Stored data
PR #1714, opened 2022-05-13
Retryer differentiates 308 status QoSException and non-QosException

carterkozak:
Distinction is based on the presence of a `Location` header. Note
that the default error decoder still requires strictly conjure
spec, logging an error in the case of a 308 without location info,
however non-conjure dialogue-annotations clients bring their own
error decoders to handle expected cases.

==COMMIT_MSG==
Retryer differentiates 308 status QoSException and non-QosException
==COMMIT_MSG==

### DIFF
--- a/dialogue-core/src/main/java/com/palantir/dialogue/core/Responses.java
+++ b/dialogue-core/src/main/java/com/palantir/dialogue/core/Responses.java
@@ -15,13 +15,18 @@
  */
 package com.palantir.dialogue.core;
 
+import com.google.common.net.HttpHeaders;
 import com.palantir.dialogue.Response;
 
 /** Utility functionality for {@link Response} handling. */
 final class Responses {
 
     static boolean isRetryOther(Response response) {
-        return response.code() == 308;
+        // Note that a 308 status may be a non-retryable signal, for instance google sometimes
+        // uses a '308 Resume Incomplete', so we must verify the presence of a Location header
+        // to differentiate the two.
+        return response.code() == 308
+                && response.getFirstHeader(HttpHeaders.LOCATION).isPresent();
     }
 
     static boolean isTooManyRequests(Response response) {
--- a/dialogue-core/src/test/java/com/palantir/dialogue/core/CautiousIncreaseAggressiveDecreaseConcurrencyLimiterTest.java
+++ b/dialogue-core/src/test/java/com/palantir/dialogue/core/CautiousIncreaseAggressiveDecreaseConcurrencyLimiterTest.java
@@ -17,6 +17,7 @@
 package com.palantir.dialogue.core;
 
 import static org.assertj.core.api.Assertions.assertThat;
+import static org.mockito.ArgumentMatchers.eq;
 import static org.mockito.Mockito.mock;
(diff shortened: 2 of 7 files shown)


dialogue-core/src/main/java/com/palantir/dialogue/core/Responses.java
```diff
@@ -15,13 +15,18 @@
...
 /** Utility functionality for {@link Response} handling. */
 final class Responses {
 
     static boolean isRetryOther(Response response) {
-        return response.code() == 308;
+        // Note that a 308 status may be a non-retryable signal, for instance google sometimes
+        // uses a '308 Resume Incomplete', so we must verify the presence of a Location header
+        // to differentiate the two.
+        return response.code() == 308
+                && response.getFirstHeader(HttpHeaders.LOCATION).isPresent();
```
carterkozak, line 29: This is the only change to main sources, the rest is fixing up tests which made assumptions that didn't align with conjure QoS retry-other + test coverage for the ways this impacts usage.

dialogue-core/src/test/java/com/palantir/dialogue/core/CautiousIncreaseAggressiveDecreaseConcurrencyLimiterTest.java
```diff
@@ -185,16 +186,39 @@ public void onSuccess_releasesSuccessfully(Behavior behavior) {
...
-            assertThat(limiter.getLimit()).as("For status %d", code).isCloseTo(max * 0.9, Percentage.withPercentage(5));
-        }
+        double max = limiter.getLimit();
+        limiter.acquire(LimitEnforcement.DEFAULT_ENABLED).get().onSuccess(response);
+        assertThat(limiter.getLimit()).as("For status %d", 308).isCloseTo(max * 0.9, Percentage.withPercentage(5));
+    }
+
+    @Test
+    public void onSuccess_successIfResponseIndicatesNonQos308() {
+        // This represents google chunked-upload APIs which respond '308 Resume Incomplete' to indicate
```
jkozlowski, line 202: https://cloud.google.com/storage/docs/performing-resumable-uploads

I must say I had trouble following the problem here and it looks like there's quite [complicated history](https://insanecoding.blogspot.com/2014/02/http-308-incompetence-expected.html?m=1) for 308s.

dialogue-core/src/test/java/com/palantir/dialogue/core/TimingEndpointChannelTest.java
```diff
@@ -151,8 +168,37 @@ private void runRequest() {
             Preconditions.checkState(
                     maybeCode.isPresent() ^ maybeThrowable.isPresent(), "Either code of throwable need to be present");
             maybeCode.ifPresent(code -> {
-                Response response = mock(Response.class);
-                when(response.code()).thenReturn(code);
+                Response response = new Response() {
```
jkozlowski, line 171: Should we have TestResponse or something?

jkozlowski (approved):
Thanks, good find!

WHAT TO WORK ON – Each line of the entries above that includes the string "google" should be copied out.

RESPONSE TO THE TASK –
+import com.google.common.net.HttpHeaders;
+        // Note that a 308 status may be a non-retryable signal, for instance google sometimes
+        // Note that a 308 status may be a non-retryable signal, for instance google sometimes
+        // This represents google chunked-upload APIs which respond '308 Resume Incomplete' to indicate
jkozlowski, line 202: https://cloud.google.com/storage/docs/performing-resumable-uploads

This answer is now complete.